Care Coordination Approach
Treatment approaches that consider various contexts of an individual’s life have shown success in decreasing DKA for youth. In a seminal study on the topic approximately 40 years ago, Giordano and colleagues reported on the utility of a nurse-managed pediatric type 1 diabetes program [34]. Nursing specialists provided 24-hour call support and coordination of the broader medical team, as well as occasional home visits, as needed. Cooperation of various contexts (e.g., school, medical) was also sought for plans to target ongoing medical and social problems. Additionally, the program included a camp that provided intensive training about type 1 diabetes care to families, referring agencies, students, and teachers. ED visits were markedly decreased, especially in the second year of the program, wherein zero type 1 diabetes-related ED visits were recorded for any of the 76 enrolled youth.

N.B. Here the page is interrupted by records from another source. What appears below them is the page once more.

PR #169, opened 2021-08-06
Update default card image

hursey013:
Fixes https://github.com/usdoj-crt/beta.ADA.gov-Project-Management/issues/282

Updates image so it is properly aligned:

Screen Shot 2021-08-06 at 12 13 13 PM


kmori (approved):
Screenshot in the ticket looks good. I couldn't verify in the preview because we have images for all the cards now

Giordano and colleague’s study marks an important early contribution to type 1 diabetes management via systems-based case management and has been replicated or partially replicated by subsequent studies for youth [e.g., 17] and adults [e.g., 18], although such approaches for adults appear less popular. The study illustrates the importance of care coordination and personalized type 1 diabetes-related care that exceeds the usual care of the medical system. However, only a portion (approximately one third) of the youth enrolled in this program represented especially challenging cases, and the authors note that patients who did not engage in the program were not reported on in the article. These limitations render a sample that may not best represent the population of youth who are most vulnerable to DKAs and who may need especially intensive and specialized intervention. It is unclear why such care coordination programs have not been more widely adopted. Likely, financial factors (e.g., difficulty billing for care coordination, lack of cost-analyses to support use) have resulted in significant barriers to expansion of these programs.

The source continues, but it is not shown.